コミュニケーションは普通に行われれば、それで役立っていることが多い。しかし、コミュニケーションは必ずしも正確で透明なものばかりではない。「こぼれ落ちるもの」があるだろうし、「相手に届き損ねること」もある。
数年前に刊行された『現代日本の批評』(講談社)という本では「コミュニケーションは、普通言われているほどシンプルなわけではない」という論点で4人の哲学者・批評家が議論している。
コミュニケーションはうまく行われている時でも、そこには「ふり」が含まれる場合があるという指摘もある。コミュニケーションを少しばかり掘り下げてみれば、いろいろとゴツゴツしている場面があるというのだ。

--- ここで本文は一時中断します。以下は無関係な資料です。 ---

PR #459, opened 2016-10-27
Users cannot replace an image that failed processing

jgondron:
There were a few things causing problems related to this:
1. If the image already existed in honeycomb, it was not kicking off a job to process it even if they reuploaded it. To fix, I changed the FindOrCreateImage service to always process the image, even when it already exists.
2. If honeypot threw an exception and rendered a 500, sneakers workers would treat it as a successful job and move it to done. To fix, I changed our handling of responses from Faraday requests and changed it to raise an exception for anything other than a 200 so that the worker would catch it and requeue the job. I also changed all other services that use Faraday to use this new pattern.
3. The item edit controller was not considering media when rendering the etag. Changed the cache key generators to include the media object.

I would have preferred to only reprocess the image when there were no remaining jobs left for that image, but I could not find a reliable way to do so. Because of this we may encounter some edge cases. One that I can think of is that if Honeypot dies, the user then replaces the image multiple times, when Honeypot returns it will attempt to replace the image multiple times for that item. This could get weird if they choose different images to replace it with during Honeypots downtime, but I can't imagine that would ever happen.


app/errors/buzz/raise_faraday_exception.rb
```diff
@@ -0,0 +1,15 @@
+require 'faraday'
+require File.expand_path('../errors', __FILE__)
+
+module Buzz
+  class RaiseFaradayException < Faraday::Response::Middleware
+    def on_complete(response)
+      case response[:status]
```
hbeachey: Won't this cause all 200's to raise InternalServerError? Or does `f.use [whatever]` only use it on responses other than 200.

spec/controllers/v1/items_controller_spec.rb
```diff
@@ -4,7 +4,7 @@
 RSpec.describe V1::ItemsController, type: :controller do
   let(:collection_configuration) { CollectionConfiguration.new }
   let(:collection) { instance_double(Collection, id: "1", updated_at: nil, items: nil, collection_configuration: collection_configuration) }
-  let(:item) { instance_double(Item, id: "1", collection: collection, children: nil) }
+  let(:item) { instance_double(Item, id: "1", collection: collection, children: nil, media: nil) }
```
hbeachey: I made these same changes in the thumbnail PR, not an issue, just some merge conflicts coming our way.

jgondron: Yeah I saw that. I'll deal with it when it happens

app/errors/buzz/raise_faraday_exception.rb
jgondron: It will, I meant to go back and review the buzz changes. Good catch, thanks

rfox2:
Is there any way we can fix the Hound error? I think we're missing out on the style checks without it.

app/services/save_honeypot_image.rb
```diff
@@ -52,6 +52,7 @@ def send_request
 
   def connection
     @connection ||= Faraday.new(image_server_url) do |f|
+      f.use Honeypot::RaiseFaradayException
```
jgondron: Injects a handler for each request, not just for exceptions. I named it as such so that it's clear what that handler is doing: just checking the response in order to raise an exception.

app/services/buzz_media.rb
```diff
@@ -17,20 +17,12 @@ def self.call_update(media:)
...
-      response.body["object"]
-    else
-      raise_exception(faraday_response: response)
-    end
+    response.body["object"]
   end
 
   def update
     response = media_server_connection.put("/v1/media_files/" + @media.json_response["@id"], update_json)
-    if response.success?
```
jgondron: Yes, but the problem is that this isn't bubbling up to the worker. The workers rely on exceptions being thrown in order to requeue the job

app/errors/buzz/raise_faraday_exception.rb
```diff
@@ -0,0 +1,15 @@
+require 'faraday'
+
+module Buzz
+  class RaiseFaradayException < Faraday::Response::Middleware
+    def on_complete(response)
+      case response[:status]
+      when 200
+      when 422
+        raise Buzz::UnprocessableEntity, response.body
```
jgondron: buzz_media_spec has some coverage of this. I was having some trouble getting a new spec directory working for errors, but I can spend some more time on that if needed.

app/errors/buzz/raise_faraday_exception.rb
```diff
@@ -0,0 +1,15 @@
+require 'faraday'
+
+module Buzz
+  class RaiseFaradayException < Faraday::Response::Middleware
+    def on_complete(response)
+      case response[:status]
+      when 200
```
jgondron: Possibly, I was primarily trying to recreate our previous logic here though, which only cared about these.

app/errors/buzz/raise_faraday_exception.rb
jgondron: This is fixed

app/errors/buzz/raise_faraday_exception.rb
rfox2: That's totally up to you. If the coverage is important for regression and documentation, then go for it. But I'm not pressing for it.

電話などで、相手の言い分が「ちょっと違う(それほど違わない)」と感じることがある。だが、それを指摘する時間はない。特に音声の場合、流れがあり勢いがある。雰囲気が生まれやすい。そこを切り替えるのは難しい。
「相手にとっては重要で、当方にとってはそれほどのものではない」ということは多い。逆に、自分が何かを妙に強調してしまうこともある。
もともと他人同士だからコミュニケーションが必要になる。そもそも、自分だってそれほど一貫しているわけではない。そうであれば、相手の言い分も一定程度は受け入れるしかないだろう。同じことは文章にした場合でも言える。「対等な」コミュニケーションを行うのはなかなか難しい。